Потом оказалось, что он сам ранен, задето плечо. Ничего страшного, пуля только чиркнула по коже. И Марату было немного обидно, что из-за этой фигни ему выпадет несколько пустых, ничем не заполненных дней отдыха, который положен будет ему по ранению. Подумал, что умрет со скуки в этой богом забытой, хоть и весьма живописной, глуши.
Руку ему перевязывала симпатичная медсестра, молодая француженка с быстрыми лукавыми светло-зелеными глазами. Медицинский пункт расположен был на другом склоне холма, где разбит был их лагерь. Кажется, раньше, в мирное время, здесь и правда была поликлиника. По крайней мере, едкий, острый запах медикаментов, кажется, намертво впитался во всю обстановку – в крашеные стены, пластиковые жалюзи на окнах, простую, обитую голубым дерматином мебель.

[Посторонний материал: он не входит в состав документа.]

PR #1838, opened 2021-02-20
feat(cc): add Entry Control command class

WizKid:
My attempt to add support for Entry Control command class.

Tested it with my Ring Keypad and everything I tested works.

In this pull request there is still nothing that handle the Notification message but I figured it is better to submit this first and then work on that.

### DIFF
--- a/packages/zwave-js/src/lib/commandclass/EntryControlCC.ts
+++ b/packages/zwave-js/src/lib/commandclass/EntryControlCC.ts
@@ -80,26 +80,42 @@ export enum EntryControlEventTypes {
 }
 
 export enum EntryControlDataTypes {
-	NA = 0x00,
+	None = 0x00,
 	Raw = 0x01,
-	Ascii = 0x02,
-	Md5 = 0x03,
+	ASCII = 0x02,
+	MD5 = 0x03,
 }
 
-export function getKeyCachedSizeStateValueID(endpoint: number): ValueID {
+function getValueID(property: string, endpoint: number): ValueID {
 	return {
 		commandClass: CommandClasses["Entry Control"],
 		endpoint,
-		property: "keyCachedSize",
+		property: property,
 	};
 }
 
-export function getKeyCachedTimeoutStateValueID(endpoint: number): ValueID {
-	return {
-		commandClass: CommandClasses["Entry Control"],
-		endpoint,
-		property: "keyCachedTimeout",
-	};
+export function getKeyCacheSizeStateValueID(endpoint: number): ValueID {
+	return getValueID("keyCacheSize", endpoint);
+}
+
+export function getKeyCacheTimeoutStateValueID(endpoint: number): ValueID {
+	return getValueID("keyCacheTimeout", endpoint);
+}
+
+export function getMinKeyCacheSizeStateValueID(endpoint: number): ValueID {
+	return getValueID("minKeyCacheSize", endpoint);
+}
+
+export function getMaxKeyCacheSizeStateValueID(endpoint: number): ValueID {
+	return getValueID("maxKeyCacheSize", endpoint);
+}
+
+export function getMinKeyCacheTimeoutStateValueID(endpoint: number): ValueID {
+	return getValueID("minKeyCacheTimeout", endpoint);
+}
+
+export function getMaxKeyCacheTimeoutStateValueID(endpoint: number): ValueID {
+	return getValueID("maxKeyCacheTimeout", endpoint);
 }
 
 @API(CommandClasses["Entry Control"])
@@ -117,7 +133,7 @@ export class EntryControlCCAPI extends CCAPI {
 	}
 
 	// eslint-disable-next-line @typescript-eslint/explicit-module-boundary-types
-	public async getKeySupported() {
+	public async getSupportedKeys() {
 		this.assertSupportsCommand(
 			EntryControlCommand,
 			EntryControlCommand.KeySupportedGet,
@@ -131,13 +147,11 @@ export class EntryControlCCAPI extends CCAPI {
 			cc,
 			this.commandOptions,
 		);
-		if (response) {
-			return pick(response, ["keySupported"]);
-		}
+		return response?.supportedKeys;
 	}
 
 	// eslint-disable-next-line @typescript-eslint/explicit-module-boundary-types
-	public async getEventSupported() {
+	public async getEventCapabilities() {
 		this.assertSupportsCommand(
 			EntryControlCommand,
 			EntryControlCommand.EventSupportedGet,
@@ -153,12 +167,12 @@ export class EntryControlCCAPI extends CCAPI {
 		);
 		if (response) {
 			return pick(response, [
-				"dataTypeSupported",
-				"eventTypeSupported",
-				"keyCachedSizeMin",
-				"keyCachedSizeMax",
-				"keyCachedTimeoutMin",
-				"keyCachedTimeoutMax",
+				"supportedDataTypes",
+				"supportedEventTypes",
+				"minKeyCacheSize",
+				"maxKeyCacheSize",
+				"minKeyCacheTimeout",
+				"maxKeyCacheTimeout",
 			]);
 		}
 	}
@@ -179,7 +193,7 @@ export class EntryControlCCAPI extends CCAPI {
 			this.commandOptions,
 		);
 		if (response) {
-			return pick(response, ["keyCachedSize", "keyCachedTimeout"]);
+			return pick(response, ["keyCacheSize", "keyCacheTimeout"]);
 		}
 	}
 
@@ -193,6 +207,56 @@ export class EntryControlCCAPI extends CCAPI {
 			EntryControlCommand.ConfigurationGet,
 		);
 
+		const valueDB = this.endpoint.getNodeUnsafe()!.valueDB;
+
+		// Validate key cache size
+		const minKeyCacheSize = valueDB.getValue<number>(
+			getMinKeyCacheSizeStateValueID(this.endpoint.index),
+		);
+		if (minKeyCacheSize !== undefined && keyCacheSize < minKeyCacheSize) {
+			throw new ZWaveError(
+				`The "keyCacheSize" (${keyCacheSize}) must be >= than "minKeyCacheSize" (${minKeyCacheSize})!`,
+				ZWaveErrorCodes.Argument_Invalid,
+			);
+		}
+
+		const maxKeyCacheSize = valueDB.getValue<number>(
+			getMaxKeyCacheSizeStateValueID(this.endpoint.index),
+		);
+		if (maxKeyCacheSize !== undefined && keyCacheSize > maxKeyCacheSize) {
+			throw new ZWaveError(
+				`The "keyCacheSize" (${keyCacheSize}) must be <= than "maxKeyCacheSize" (${maxKeyCacheSize})!`,
+				ZWaveErrorCodes.Argument_Invalid,
+			);
+		}
+
+		// Validate key cache timeout
+		const minKeyCacheTimeout = valueDB.getValue<number>(
+			getMinKeyCacheTimeoutStateValueID(this.endpoint.index),
+		);
+		if (
+			minKeyCacheTimeout !== undefined &&
+			keyCacheTimeout < minKeyCacheTimeout
+		) {
+			throw new ZWaveError(
+				`The "keyCacheTimeout" (${keyCacheTimeout}) must be >= than "minKeyCacheTimeout" (${minKeyCacheTimeout})!`,
+				ZWaveErrorCodes.Argument_Invalid,
+			);
+		}
+
+		const maxKeyCacheTimeout = valueDB.getValue<number>(
+			getMaxKeyCacheTimeoutStateValueID(this.endpoint.index),
+		);
+		if (
+			maxKeyCacheTimeout !== undefined &&
+			keyCacheTimeout > maxKeyCacheTimeout
+		) {
+			throw new ZWaveError(
+				`The "keyCacheTimeout" (${keyCacheTimeout}) must be <= than "maxKeyCacheTimeout" (${maxKeyCacheTimeout})!`,
+				ZWaveErrorCodes.Argument_Invalid,
+			);
+		}
+
 		const cc = new EntryControlCCConfigurationSet(this.driver, {
 			nodeId: this.endpoint.nodeId,
 			endpoint: this.endpoint.index,
@@ -204,7 +268,7 @@ export class EntryControlCCAPI extends CCAPI {
 			this.commandOptions,
 		);
 		if (response) {
-			return pick(response, ["keyCachedSize", "keyCachedTimeout"]);
+			return pick(response, ["keyCacheSize", "keyCacheTimeout"]);
 		}
 	}
 
@@ -212,7 +276,7 @@ export class EntryControlCCAPI extends CCAPI {
 		{ property },
 		value,
 	): Promise<void> => {
-		if (property !== "keyCachedSize" && property !== "keyCachedTimeout") {
+		if (property !== "keyCacheSize" && property !== "keyCacheTimeout") {
 			throwUnsupportedProperty(this.ccId, property);
 		}
 		if (typeof value !== "number") {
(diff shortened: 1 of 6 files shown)


AlCalzone:
Cool - I'll review tomorrow

packages/zwave-js/src/lib/commandclass/EntryControlCC.ts
```diff
@@ -0,0 +1,683 @@
...
+	Unlock = 0x17,
+	Test = 0x18,
+	Cancel = 0x19,
+}
+
+export enum EntryControlDataTypes {
+	NA = 0x00,
+	Raw = 0x01,
+	Ascii = 0x02,
+	Md5 = 0x03,
```
AlCalzone:
```suggestion
	None = 0x00,
	Raw = 0x01,
	ASCII = 0x02,
	MD5 = 0x03,
```

packages/zwave-js/src/lib/commandclass/EntryControlCC.ts
```diff
@@ -0,0 +1,683 @@
...
+			}
+		}
+
+		// Remember that the interview is complete
+		this.interviewComplete = true;
+	}
+}
+
+@CCCommand(EntryControlCommand.Notification)
+export class EntryControlCCNotication extends EntryControlCC {
```
AlCalzone:
```suggestion
export class EntryControlCCNotification extends EntryControlCC {
```

packages/zwave-js/src/lib/commandclass/EntryControlCC.ts
```diff
@@ -0,0 +1,683 @@
...
+		driver: Driver,
+		options: CommandClassDeserializationOptions,
+	) {
+		super(driver, options);
+
+		validatePayload(this.payload.length >= 4);
+		this._sequenceNumber = this.payload[0];
+		this._dataType = this.payload[1] & 0b11;
+		this._eventType = this.payload[2];
+		const eventDataLength = this.payload[3];
```
AlCalzone, line 346: > The value MUST be in the range 0..32.

packages/zwave-js/src/lib/commandclass/EntryControlCC.ts
```diff
@@ -0,0 +1,683 @@
...
+
+		validatePayload(this.payload.length >= 4 + eventDataLength);
+		this._eventData = Buffer.from(
```
AlCalzone: I think we should distinguish between the types here.
(None)/Raw/MD5 -> keep as buffer
ASCII -> Convert to ASCII string

packages/zwave-js/src/lib/commandclass/EntryControlCC.ts
```diff
@@ -0,0 +1,683 @@
...
+	@ccValue()
+	@ccValueMetadata({
+		...ValueMetadata.ReadOnly,
+		type: "number[]",
+		label: "Supported keys",
+		description: "A list of supported keys",
+	})
+	public get keySupported(): number[] {
+		return this._keySupported;
+	}
```
AlCalzone:
```suggestion
    @ccValue({internal: true})
	public readonly supportedKeys: readonly number[];
```
The support information is internal to zwave-js. UIs don't want to display this without context.

packages/zwave-js/src/lib/commandclass/EntryControlCC.ts
```diff
@@ -0,0 +1,683 @@
...
+export class EntryControlCCEventSupportedReport extends EntryControlCC {
+	public constructor(
+		driver: Driver,
+		options: CommandClassDeserializationOptions,
+	) {
+		super(driver, options);
+
+		validatePayload(this.payload.length >= 6);
+
+		const dataTypeLength = this.payload[0] & 0b0000_0011;
```
AlCalzone:
```suggestion
		const dataTypeLength = this.payload[0] & 0b11;
```

packages/zwave-js/src/lib/commandclass/EntryControlCC.ts
```diff
@@ -0,0 +1,683 @@
...
+		validatePayload(this.payload.length >= 6 + dataTypeLength);
```
AlCalzone:
```suggestion
		validatePayload(this.payload.length >= 1 + dataTypeLength);
```

packages/zwave-js/src/lib/commandclass/EntryControlCC.ts
```diff
@@ -0,0 +1,683 @@
...
+		this._dataTypeSupported = parseBitMask(
+			this.payload.slice(1, 1 + dataTypeLength),
+			0,
```
AlCalzone: Please use the enum member here

packages/zwave-js/src/lib/commandclass/EntryControlCC.ts
```diff
@@ -0,0 +1,683 @@
...
+		);
+
+		const eventTypeLength = this.payload[1 + dataTypeLength] & 0b0001_1111;
```
AlCalzone:
```suggestion
		const eventTypeLength = this.payload[1 + dataTypeLength] & 0b11111;
```

packages/zwave-js/src/lib/commandclass/EntryControlCC.ts
```diff
@@ -0,0 +1,683 @@
...
+		validatePayload(
+			this.payload.length >= 6 + dataTypeLength + eventTypeLength,
```
AlCalzone:
```suggestion
			this.payload.length >= 1 + dataTypeLength + eventTypeLength,
```
I prefer to work with an offset variable in cases where multiple variable-length fields are included in a command.
Otherwise you're going to repeat yourself a lot.

packages/zwave-js/src/lib/commandclass/EntryControlCC.ts
```diff
@@ -0,0 +1,683 @@
...
+		);
+		this._eventTypeSupported = parseBitMask(
+			this.payload.slice(
+				2 + dataTypeLength,
+				2 + dataTypeLength + eventTypeLength,
+			),
+			0,
```
AlCalzone: Also here, enum member please.

packages/zwave-js/src/lib/commandclass/EntryControlCC.ts
```diff
@@ -0,0 +1,683 @@
...
+	@ccValue()
+	@ccValueMetadata({
+		...ValueMetadata.ReadOnly,
+		type: "number[]",
+		label: "Supported event types",
+		description: "A list of supported event types",
+	})
+	public get eventTypeSupported(): EntryControlEventTypes[] {
+		return this._eventTypeSupported;
+	}
```
AlCalzone: see previous command

packages/zwave-js/src/lib/commandclass/EntryControlCC.ts
```diff
@@ -0,0 +1,683 @@
...
+	private _keyCachedTimeoutMax: number;
+
+	@ccValue()
+	@ccValueMetadata({
+		...ValueMetadata.ReadOnlyUInt8,
+		label: "Maximum supported value of key cache timeout",
+	})
+	public get keyCachedTimeoutMax(): number {
+		return this._keyCachedTimeoutMax;
+	}
```
AlCalzone: These shouldn't be values, but rather change the min/max of the key cache size/timeout value metadata.

AlCalzone: Also regarding the naming:
`minKeyCacheSize` etc sounds more natural.

packages/zwave-js/src/lib/commandclass/EntryControlCC.ts
```diff
@@ -0,0 +1,683 @@
...
+
+	@ccValue()
+	@ccValueMetadata({
+		...ValueMetadata.UInt8,
+		label: "Key cache size",
+		description: "Number of character that must be stored before sending",
+	})
+	public get keyCachedSize(): number {
+		return this._keyCachedSize;
+	}
```
AlCalzone:
```suggestion
	@ccValue()
	@ccValueMetadata({
		...ValueMetadata.UInt8,
		label: "Key cache size",
		description: "Number of character that must be stored before sending",
	})
	public readonly keyCacheSize: number;
```
same for the timeout. The default metadata should contain min/max values, see specs.

packages/zwave-js/src/lib/commandclass/EntryControlCC.ts
```diff
@@ -0,0 +1,683 @@
...
+		super(driver, options);
+		if (gotDeserializationOptions(options)) {
+			// TODO: Deserialize payload
+			throw new ZWaveError(
+				`${this.constructor.name}: deserialization not implemented`,
+				ZWaveErrorCodes.Deserialization_NotImplemented,
+			);
+		} else {
+			this.keyCacheSize = options.keyCacheSize;
+			this.keyCacheTimeout = options.keyCacheTimeout;
```
AlCalzone, line 585: Validate the options against the range defined in the specs

packages/zwave-js/src/lib/commandclass/EntryControlCC.ts
```diff
@@ -0,0 +1,683 @@
...
+			case EntryControlCommand.ConfigurationGet:
+				return this.isSinglecast();
+			case EntryControlCommand.ConfigurationSet:
+				return true;
+		}
+		return super.supportsCommand(cmd);
+	}
+
+	// eslint-disable-next-line @typescript-eslint/explicit-module-boundary-types
+	public async getKeySupported() {
```
AlCalzone: I'd call this `getSupportedKeys`

packages/zwave-js/src/lib/commandclass/EntryControlCC.ts
```diff
@@ -0,0 +1,683 @@
...
+			nodeId: this.endpoint.nodeId,
+			endpoint: this.endpoint.index,
+		});
+		const response = await this.driver.sendCommand<EntryControlCCKeySupportedReport>(
+			cc,
+			this.commandOptions,
+		);
+		if (response) {
+			return pick(response, ["keySupported"]);
+		}
```
AlCalzone:
```suggestion
		return response?.supportedKeys;
```

packages/zwave-js/src/lib/commandclass/EntryControlCC.ts
```diff
@@ -0,0 +1,683 @@
...
+	}
+
+	// eslint-disable-next-line @typescript-eslint/explicit-module-boundary-types
+	public async getEventSupported() {
```
AlCalzone: I'd call this `getEventCapabilities`.

packages/zwave-js/src/lib/commandclass/EntryControlCC.ts
```diff
@@ -0,0 +1,683 @@
...
+		if (property === "keyCachedSize") {
+			const oldKeyCachedTimeout = valueDB.getValue<number>(
+				getKeyCachedTimeoutStateValueID(this.endpoint.index),
+			);
+			if (oldKeyCachedTimeout == undefined) {
+				throw new ZWaveError(
+					`The "keyCachedSize" property cannot be changed before the key cached timeout is known!`,
+					ZWaveErrorCodes.Argument_Invalid,
+				);
+			}
```
AlCalzone: Can we assume/use a default timeout here? Otherwise the API user gets stuck in a loop

packages/zwave-js/src/lib/commandclass/EntryControlCC.ts
```diff
@@ -0,0 +1,683 @@
...
+			direction: "none",
+		});
+
+		this.driver.controllerLog.logNode(node.id, {
+			endpoint: this.endpointIndex,
+			message: "requesting entry control supported keys...",
+			direction: "outbound",
+		});
+
+		{
```
AlCalzone: Interesting approach with the blocks. I think I still prefer better names for `resp` over this trick :)

AlCalzone (changes requested):
The notification command needs to be surfaced for the user somehow. I think a separate event like for the Notification CC (although less complicated) would make sense.

packages/zwave-js/src/lib/commandclass/EntryControlCC.ts
WizKid: How do I make them value metadata instead of value?

WizKid: How do I make them value metadata instead of value?

AlCalzone: An example can be found in `ThermostatFanModeCCSupportedReport` where the states are changed to match what the device reports.
You can use the same approach to change min/max of the value's corresponding metadata.

packages/zwave-js/src/lib/commandclass/EntryControlCC.ts
```diff
@@ -193,6 +207,56 @@ export class EntryControlCCAPI extends CCAPI {
...
+		);
+		if (
+			maxKeyCacheTimeout !== undefined &&
+			keyCacheTimeout > maxKeyCacheTimeout
+		) {
+			throw new ZWaveError(
+				`The "keyCacheTimeout" (${keyCacheTimeout}) must be <= than "maxKeyCacheTimeout" (${maxKeyCacheTimeout})!`,
+				ZWaveErrorCodes.Argument_Invalid,
+			);
+		}
```
AlCalzone: I would only check if a value is passed that lies outside what the specs allow. If the user provides a value the device does not report as supported, that is on him. The UIs already give enough guidance when you limit min/max with metadata.
That check should be inside the CC implementation, see https://github.com/zwave-js/node-zwave-js/pull/1838/files/efaee1bc81b088fdb8fbd7791cf23a718a1de1f9#diff-5e7c890d091030ea844ddf9bc6acf697c2883b79e41c86e3861e177b5bd49729

packages/zwave-js/src/lib/commandclass/EntryControlCC.ts
```diff
@@ -204,65 +268,56 @@ export class EntryControlCCAPI extends CCAPI {
...
-			case "keyCachedTimeout":
+			case "supportedDataTypes":
+			case "supportedEventTypes":
+			case "minKeyCacheSize":
+			case "maxKeyCacheSize":
+			case "minKeyCacheTimeout":
+			case "maxKeyCacheTimeout":
+				return (await this.getEventCapabilities())?.[property];
+			case "supportedKeys":
+				return this.getSupportedKeys();
```
AlCalzone: Sorry, it was late last night when I reviewed. Most of these shouldn't be public values, so they shouldn't be pollable with this API. `minKeyCacheSize` etc should be included in metadata, `supportedDataTypes, supportedEventTypes, supportedKeys` should be known after the interview and not change.

AlCalzone (changes requested):
Looking better. In addition to the comments below, the min/max timeout/size should be part of the metadata.

packages/zwave-js/src/lib/commandclass/EntryControlCC.ts
```diff
@@ -513,9 +438,35 @@ export class EntryControlCCEventSupportedReport extends EntryControlCC {
...
+
+		const keyCacheTimeoutValueId = getKeyCacheTimeoutStateValueID(
+			this.endpointIndex,
+		);
+		this.getValueDB().setMetadata(keyCacheTimeoutValueId, {
+			...ValueMetadata.UInt8,
+			min: this.minKeyCacheTimeout,
+			max: this.maxKeyCacheTimeout,
+		});
+
```
AlCalzone, line 469: Looks cleaner now - please remove the `@ccValue({ internal: true })` annotations below this line for the properties that are now part of metadata.

AlCalzone (changes requested):
Almost... One comment below and we need to surface the notification through an event.

AlCalzone:
Just a heads up: We've discovered yesterday that the `"notification"` event needs some rework. I think the way forward is to use it as a base for all CCs that send more complex notifications like this one.

I'm going to hold off on merging until we've decided how the revamped event should look like, in order not to introduce additional breaks when we ultimately change the event signature.

WizKid:
Do you want me to remove the event sending part and land the rest?

AlCalzone:
How useful is the CC is without that?

WizKid:
I forgot that I develop this on the master branch. I think this restores it.

marcus-j-davies:
@WizKid,

More on the 1st Gen Ring keypad.

I'm coming across reports that state, their is a proprietary pairing process and some mention that it enforces S2.
Mine is being delivered today (EU).

Have you been able to pair the device in the normal manner, are their certain steps you have to take?

I'm confused with your success in using it without the official hub, and the articles I'm reading.
I will be testing my device with your branch (which has all the inner workings I believe?)

UPDATE:
Wow - it does indeed work (input, arm buttons) 
I note it supports the indicator CC - have you had any luck with that?

Naturally, it can be used to indicate, the current security status. 
I'm using PC Controller to interrogate/set its abilities without the official hub

WizKid:
@marcus-j-davies Yes Indicator works for me. These are the values I been able to find https://gist.github.com/WizKid/baa467cb0a3424b401f411832c4d0cee

We should probably start a discussion thread or continue on Slack/Discord regarding general thing with the Keypad that has nothing to do with this PR.

AlCalzone:
I've rebased this PR onto the dev-branch for 7.0.0 and made it compatible. The changes are now in https://github.com/zwave-js/node-zwave-js/pull/2022 - thanks for your work so far!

На входе в медпункт Марат спросил у дежурного, что стало с албанской девочкой, которую он вынес из дома. И, получив ответ, что малышке обработали раненую руку и отправили в штаб, чтобы там разобрались, что делать с ней дальше, успокоился.
Медсестра ловко разрезала на его плече запекшуюся от крови рубашку, раздвинула в стороны куски ткани, обнажая рану. Марат едва слышно зашипел сквозь зубы, когда воздух коснулся засохшей кровяной корки.
– Больно? – участливо спросила медсестра.
– Нормально, – коротко отозвался он.
У нее были темно-русые волосы, неровными асимметричными прядями выбивавшиеся из-под белой медицинской шапочки. И, когда она низко наклоняла голову, так, что виден был только чистый лоб и эти ниспадающие на него пряди, можно было представить себе, что это – Рита.
Марат, еще не остывший после боя, заведенный, чувствовавший, как в крови бурлит адреналин и так и не прорвавшаяся наружу ярость, резко втянул затрепетавшими ноздрями воздух. От склонившейся над его плечом девушки пахло чем-то сладким – цветами, фруктами? Это было не то, совершенно не то. От нее должно было пахнуть влажной лесной хвоей, чем-то горьким и пронзительно нежным. Но сейчас ему было все равно.
Марат рывком поднялся на ноги, слегка толкнув не ожидавшую этого девушку грудью.
– Что вы… – начала она. – Я еще не закончила.
Но он, не слушая, крепко обхватил ее руками и принялся целовать, яростно, жадно, как будто все еще был в бою, горел и плавился от острого ощущения опасности. Девушка сначала испугалась, попыталась отпрянуть, но потом огонь, сжигавший Марата изнутри, перекинулся и на нее. Коротко застонав, она обвила руками его шею, прижалась горячими губами к ссадине на скуле.
Не выпуская ее из рук, Марат двинулся к стоявшей у окна процедурной клеенчатой койке, опрокинул медсестру навзничь и рванул вверх ее тонкий голубой халатик.